About this task:
Nothing but the lines below between the line holding "the arguments list." and the line holding "magnus-madsen, line 53: I", inclusive, should appear in the answer, each set down exactly.

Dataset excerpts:
####

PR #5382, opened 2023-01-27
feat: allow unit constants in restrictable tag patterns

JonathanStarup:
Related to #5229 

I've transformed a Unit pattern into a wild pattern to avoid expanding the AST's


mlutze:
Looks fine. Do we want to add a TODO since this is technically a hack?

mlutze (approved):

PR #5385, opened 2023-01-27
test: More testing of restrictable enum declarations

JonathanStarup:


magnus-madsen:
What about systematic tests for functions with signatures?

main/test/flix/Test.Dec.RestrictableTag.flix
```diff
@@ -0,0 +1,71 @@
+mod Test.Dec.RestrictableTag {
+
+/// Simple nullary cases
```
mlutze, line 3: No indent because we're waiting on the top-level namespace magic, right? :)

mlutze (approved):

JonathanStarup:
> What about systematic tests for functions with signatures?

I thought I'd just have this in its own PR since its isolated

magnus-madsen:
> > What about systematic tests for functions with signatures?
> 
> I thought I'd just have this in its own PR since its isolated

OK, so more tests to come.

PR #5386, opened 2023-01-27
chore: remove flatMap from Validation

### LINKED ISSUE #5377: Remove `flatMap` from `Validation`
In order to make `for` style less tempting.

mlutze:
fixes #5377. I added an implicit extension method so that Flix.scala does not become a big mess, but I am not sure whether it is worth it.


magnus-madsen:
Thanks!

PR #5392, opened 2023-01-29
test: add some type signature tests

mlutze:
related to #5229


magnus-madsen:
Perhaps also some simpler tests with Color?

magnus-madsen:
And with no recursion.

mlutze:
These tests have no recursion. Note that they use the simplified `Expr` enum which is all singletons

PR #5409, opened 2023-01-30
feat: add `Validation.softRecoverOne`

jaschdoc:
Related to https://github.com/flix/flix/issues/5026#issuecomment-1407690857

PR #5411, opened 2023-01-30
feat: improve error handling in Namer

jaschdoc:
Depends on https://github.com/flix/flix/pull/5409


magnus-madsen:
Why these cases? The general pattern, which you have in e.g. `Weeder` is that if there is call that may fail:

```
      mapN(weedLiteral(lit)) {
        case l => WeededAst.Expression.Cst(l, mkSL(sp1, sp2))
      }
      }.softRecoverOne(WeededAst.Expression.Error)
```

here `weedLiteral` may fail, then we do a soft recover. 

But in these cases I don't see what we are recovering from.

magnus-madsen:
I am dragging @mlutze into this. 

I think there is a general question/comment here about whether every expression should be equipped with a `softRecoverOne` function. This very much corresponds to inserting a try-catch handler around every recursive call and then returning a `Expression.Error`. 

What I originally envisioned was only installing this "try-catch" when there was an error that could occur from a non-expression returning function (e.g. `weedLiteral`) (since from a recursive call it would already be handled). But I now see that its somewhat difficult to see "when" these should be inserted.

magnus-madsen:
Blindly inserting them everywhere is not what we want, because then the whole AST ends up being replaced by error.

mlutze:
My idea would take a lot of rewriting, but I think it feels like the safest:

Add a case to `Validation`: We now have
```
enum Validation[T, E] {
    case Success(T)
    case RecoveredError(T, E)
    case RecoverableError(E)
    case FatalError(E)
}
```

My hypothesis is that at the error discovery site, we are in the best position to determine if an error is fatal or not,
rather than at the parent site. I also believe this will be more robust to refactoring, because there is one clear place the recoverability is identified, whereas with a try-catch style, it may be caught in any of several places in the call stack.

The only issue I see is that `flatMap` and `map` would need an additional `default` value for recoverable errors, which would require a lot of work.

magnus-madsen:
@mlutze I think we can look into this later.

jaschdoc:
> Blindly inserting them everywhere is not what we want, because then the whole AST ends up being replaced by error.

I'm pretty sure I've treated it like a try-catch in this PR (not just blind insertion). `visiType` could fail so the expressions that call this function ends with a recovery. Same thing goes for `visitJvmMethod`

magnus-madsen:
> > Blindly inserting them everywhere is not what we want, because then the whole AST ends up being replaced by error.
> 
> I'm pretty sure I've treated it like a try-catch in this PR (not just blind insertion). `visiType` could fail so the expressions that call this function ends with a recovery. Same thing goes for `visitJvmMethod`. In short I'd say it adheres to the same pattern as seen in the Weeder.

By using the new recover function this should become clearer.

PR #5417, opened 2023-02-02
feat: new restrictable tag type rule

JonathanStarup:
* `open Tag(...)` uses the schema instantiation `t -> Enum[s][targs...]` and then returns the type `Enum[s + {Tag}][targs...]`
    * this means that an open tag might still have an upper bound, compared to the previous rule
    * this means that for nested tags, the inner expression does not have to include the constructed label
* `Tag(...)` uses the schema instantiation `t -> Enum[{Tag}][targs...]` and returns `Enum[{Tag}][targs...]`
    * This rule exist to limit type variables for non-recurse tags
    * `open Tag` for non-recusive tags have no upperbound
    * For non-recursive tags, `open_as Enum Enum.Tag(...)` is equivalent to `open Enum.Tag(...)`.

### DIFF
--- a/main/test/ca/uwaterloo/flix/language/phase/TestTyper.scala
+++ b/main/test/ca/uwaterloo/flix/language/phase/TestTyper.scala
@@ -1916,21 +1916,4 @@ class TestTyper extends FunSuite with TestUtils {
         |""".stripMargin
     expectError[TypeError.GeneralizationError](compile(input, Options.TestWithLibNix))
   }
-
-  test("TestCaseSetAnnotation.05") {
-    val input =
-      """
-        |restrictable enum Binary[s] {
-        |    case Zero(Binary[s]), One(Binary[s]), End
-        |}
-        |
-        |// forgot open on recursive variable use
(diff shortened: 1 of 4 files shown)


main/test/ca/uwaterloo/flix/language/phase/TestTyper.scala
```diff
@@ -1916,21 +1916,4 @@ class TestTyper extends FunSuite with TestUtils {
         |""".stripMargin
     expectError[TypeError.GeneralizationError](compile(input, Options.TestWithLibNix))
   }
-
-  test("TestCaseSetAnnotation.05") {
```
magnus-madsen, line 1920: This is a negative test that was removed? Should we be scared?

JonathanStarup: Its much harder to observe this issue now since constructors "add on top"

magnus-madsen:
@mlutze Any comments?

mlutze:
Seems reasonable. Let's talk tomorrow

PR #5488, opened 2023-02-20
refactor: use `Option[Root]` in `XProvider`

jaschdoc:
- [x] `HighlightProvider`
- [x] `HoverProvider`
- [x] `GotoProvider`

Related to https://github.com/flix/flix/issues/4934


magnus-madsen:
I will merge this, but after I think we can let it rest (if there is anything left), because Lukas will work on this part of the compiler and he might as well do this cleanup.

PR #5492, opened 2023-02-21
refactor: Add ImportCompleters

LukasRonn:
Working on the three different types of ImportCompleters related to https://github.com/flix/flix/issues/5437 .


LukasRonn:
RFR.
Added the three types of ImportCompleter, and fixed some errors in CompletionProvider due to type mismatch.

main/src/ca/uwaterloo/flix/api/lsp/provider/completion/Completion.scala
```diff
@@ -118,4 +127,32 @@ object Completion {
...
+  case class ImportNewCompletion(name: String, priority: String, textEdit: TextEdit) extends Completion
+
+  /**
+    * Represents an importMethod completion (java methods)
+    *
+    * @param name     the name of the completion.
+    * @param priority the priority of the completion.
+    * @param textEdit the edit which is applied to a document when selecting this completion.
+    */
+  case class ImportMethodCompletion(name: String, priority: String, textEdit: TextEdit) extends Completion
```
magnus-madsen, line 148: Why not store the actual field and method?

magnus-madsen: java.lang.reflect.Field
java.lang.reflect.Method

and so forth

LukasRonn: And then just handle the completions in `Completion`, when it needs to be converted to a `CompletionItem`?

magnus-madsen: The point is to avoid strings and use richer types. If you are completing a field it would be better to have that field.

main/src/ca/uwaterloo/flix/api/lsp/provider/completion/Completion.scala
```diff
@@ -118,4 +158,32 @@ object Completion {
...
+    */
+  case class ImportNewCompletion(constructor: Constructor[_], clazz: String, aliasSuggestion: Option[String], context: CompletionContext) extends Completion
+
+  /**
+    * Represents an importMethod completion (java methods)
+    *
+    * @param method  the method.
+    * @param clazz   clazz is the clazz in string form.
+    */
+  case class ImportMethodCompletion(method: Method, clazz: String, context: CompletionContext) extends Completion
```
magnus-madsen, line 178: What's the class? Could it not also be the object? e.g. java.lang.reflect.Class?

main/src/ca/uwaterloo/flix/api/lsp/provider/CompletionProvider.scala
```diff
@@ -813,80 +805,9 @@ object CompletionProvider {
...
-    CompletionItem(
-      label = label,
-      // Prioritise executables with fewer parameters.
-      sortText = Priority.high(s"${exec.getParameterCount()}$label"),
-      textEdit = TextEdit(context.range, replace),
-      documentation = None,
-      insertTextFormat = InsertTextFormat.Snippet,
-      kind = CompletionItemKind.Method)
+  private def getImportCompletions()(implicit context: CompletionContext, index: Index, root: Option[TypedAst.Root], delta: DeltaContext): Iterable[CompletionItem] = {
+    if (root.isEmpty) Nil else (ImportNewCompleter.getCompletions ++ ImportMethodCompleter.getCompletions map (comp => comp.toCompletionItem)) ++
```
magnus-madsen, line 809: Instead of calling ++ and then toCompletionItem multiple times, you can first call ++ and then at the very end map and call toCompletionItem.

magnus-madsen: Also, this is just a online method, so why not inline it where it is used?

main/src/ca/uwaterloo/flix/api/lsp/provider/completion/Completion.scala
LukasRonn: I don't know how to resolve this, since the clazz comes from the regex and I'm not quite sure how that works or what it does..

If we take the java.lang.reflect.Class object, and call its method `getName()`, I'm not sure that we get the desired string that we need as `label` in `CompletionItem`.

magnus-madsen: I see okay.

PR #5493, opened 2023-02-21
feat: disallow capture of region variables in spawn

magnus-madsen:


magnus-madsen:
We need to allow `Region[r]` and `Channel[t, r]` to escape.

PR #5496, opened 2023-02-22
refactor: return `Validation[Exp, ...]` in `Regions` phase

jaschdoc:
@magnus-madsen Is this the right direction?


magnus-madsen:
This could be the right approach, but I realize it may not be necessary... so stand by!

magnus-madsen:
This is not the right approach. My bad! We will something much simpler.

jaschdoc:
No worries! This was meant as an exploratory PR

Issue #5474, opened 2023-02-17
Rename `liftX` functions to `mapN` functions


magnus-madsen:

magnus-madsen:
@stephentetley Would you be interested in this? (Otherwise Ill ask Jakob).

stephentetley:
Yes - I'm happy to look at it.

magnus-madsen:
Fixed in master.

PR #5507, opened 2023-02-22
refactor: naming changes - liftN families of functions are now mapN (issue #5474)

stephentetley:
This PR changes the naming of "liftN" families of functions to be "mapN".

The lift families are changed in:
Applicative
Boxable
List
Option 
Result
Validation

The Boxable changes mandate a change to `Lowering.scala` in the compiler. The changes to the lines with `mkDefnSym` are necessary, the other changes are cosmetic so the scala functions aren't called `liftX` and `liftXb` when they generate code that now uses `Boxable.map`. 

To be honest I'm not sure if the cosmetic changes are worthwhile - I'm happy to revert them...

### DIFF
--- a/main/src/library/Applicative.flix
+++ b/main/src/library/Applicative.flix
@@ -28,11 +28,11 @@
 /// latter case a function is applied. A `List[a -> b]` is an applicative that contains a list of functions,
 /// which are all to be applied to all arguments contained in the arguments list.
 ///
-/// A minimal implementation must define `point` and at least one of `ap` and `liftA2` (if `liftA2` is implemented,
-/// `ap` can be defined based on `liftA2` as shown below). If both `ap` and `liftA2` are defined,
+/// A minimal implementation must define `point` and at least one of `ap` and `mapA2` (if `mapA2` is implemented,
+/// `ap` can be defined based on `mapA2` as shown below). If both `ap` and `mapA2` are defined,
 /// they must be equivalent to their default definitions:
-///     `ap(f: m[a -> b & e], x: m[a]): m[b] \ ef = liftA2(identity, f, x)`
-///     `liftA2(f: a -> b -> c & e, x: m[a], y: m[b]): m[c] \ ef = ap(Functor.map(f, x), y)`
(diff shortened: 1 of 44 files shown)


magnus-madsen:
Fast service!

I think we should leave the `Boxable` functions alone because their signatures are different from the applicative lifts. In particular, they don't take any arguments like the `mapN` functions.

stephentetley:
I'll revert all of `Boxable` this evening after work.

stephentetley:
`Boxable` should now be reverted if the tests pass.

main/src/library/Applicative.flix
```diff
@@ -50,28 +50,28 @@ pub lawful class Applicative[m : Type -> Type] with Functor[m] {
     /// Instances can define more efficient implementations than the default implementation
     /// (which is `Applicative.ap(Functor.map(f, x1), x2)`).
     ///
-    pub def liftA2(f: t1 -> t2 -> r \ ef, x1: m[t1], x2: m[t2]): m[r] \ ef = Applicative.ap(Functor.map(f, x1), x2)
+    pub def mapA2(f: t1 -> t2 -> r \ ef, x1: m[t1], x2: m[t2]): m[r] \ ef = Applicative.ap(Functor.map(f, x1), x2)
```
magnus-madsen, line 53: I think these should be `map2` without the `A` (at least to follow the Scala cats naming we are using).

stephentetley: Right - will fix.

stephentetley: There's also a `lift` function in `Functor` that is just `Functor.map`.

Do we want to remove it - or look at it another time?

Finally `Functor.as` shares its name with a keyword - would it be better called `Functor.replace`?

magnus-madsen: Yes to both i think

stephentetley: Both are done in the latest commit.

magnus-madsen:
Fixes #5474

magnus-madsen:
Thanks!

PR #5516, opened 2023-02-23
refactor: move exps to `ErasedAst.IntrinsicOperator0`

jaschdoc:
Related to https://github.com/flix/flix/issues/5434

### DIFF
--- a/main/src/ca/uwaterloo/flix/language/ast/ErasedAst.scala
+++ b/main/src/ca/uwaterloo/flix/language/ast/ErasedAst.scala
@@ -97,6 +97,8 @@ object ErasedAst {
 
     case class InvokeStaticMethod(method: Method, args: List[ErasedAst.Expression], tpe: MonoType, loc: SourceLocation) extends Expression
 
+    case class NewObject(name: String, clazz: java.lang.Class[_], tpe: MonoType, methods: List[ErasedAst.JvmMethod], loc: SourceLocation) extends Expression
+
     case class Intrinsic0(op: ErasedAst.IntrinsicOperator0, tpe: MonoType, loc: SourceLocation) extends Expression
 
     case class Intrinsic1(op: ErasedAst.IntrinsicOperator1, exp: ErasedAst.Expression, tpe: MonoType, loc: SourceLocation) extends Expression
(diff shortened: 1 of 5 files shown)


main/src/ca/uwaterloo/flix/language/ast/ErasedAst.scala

####

Expected answer:
 /// which are all to be applied to all arguments contained in the arguments list.
 ///
-/// A minimal implementation must define `point` and at least one of `ap` and `liftA2` (if `liftA2` is implemented,
-/// `ap` can be defined based on `liftA2` as shown below). If both `ap` and `liftA2` are defined,
+/// A minimal implementation must define `point` and at least one of `ap` and `mapA2` (if `mapA2` is implemented,
+/// `ap` can be defined based on `mapA2` as shown below). If both `ap` and `mapA2` are defined,
 /// they must be equivalent to their default definitions:
-///     `ap(f: m[a -> b & e], x: m[a]): m[b] \ ef = liftA2(identity, f, x)`
-///     `liftA2(f: a -> b -> c & e, x: m[a], y: m[b]): m[c] \ ef = ap(Functor.map(f, x), y)`
(diff shortened: 1 of 44 files shown)


magnus-madsen:
Fast service!

I think we should leave the `Boxable` functions alone because their signatures are different from the applicative lifts. In particular, they don't take any arguments like the `mapN` functions.

stephentetley:
I'll revert all of `Boxable` this evening after work.

stephentetley:
`Boxable` should now be reverted if the tests pass.

main/src/library/Applicative.flix
```diff
@@ -50,28 +50,28 @@ pub lawful class Applicative[m : Type -> Type] with Functor[m] {
     /// Instances can define more efficient implementations than the default implementation
     /// (which is `Applicative.ap(Functor.map(f, x1), x2)`).
     ///
-    pub def liftA2(f: t1 -> t2 -> r \ ef, x1: m[t1], x2: m[t2]): m[r] \ ef = Applicative.ap(Functor.map(f, x1), x2)
+    pub def mapA2(f: t1 -> t2 -> r \ ef, x1: m[t1], x2: m[t2]): m[r] \ ef = Applicative.ap(Functor.map(f, x1), x2)
```
magnus-madsen, line 53: I think these should be `map2` without the `A` (at least to follow the Scala cats naming we are using).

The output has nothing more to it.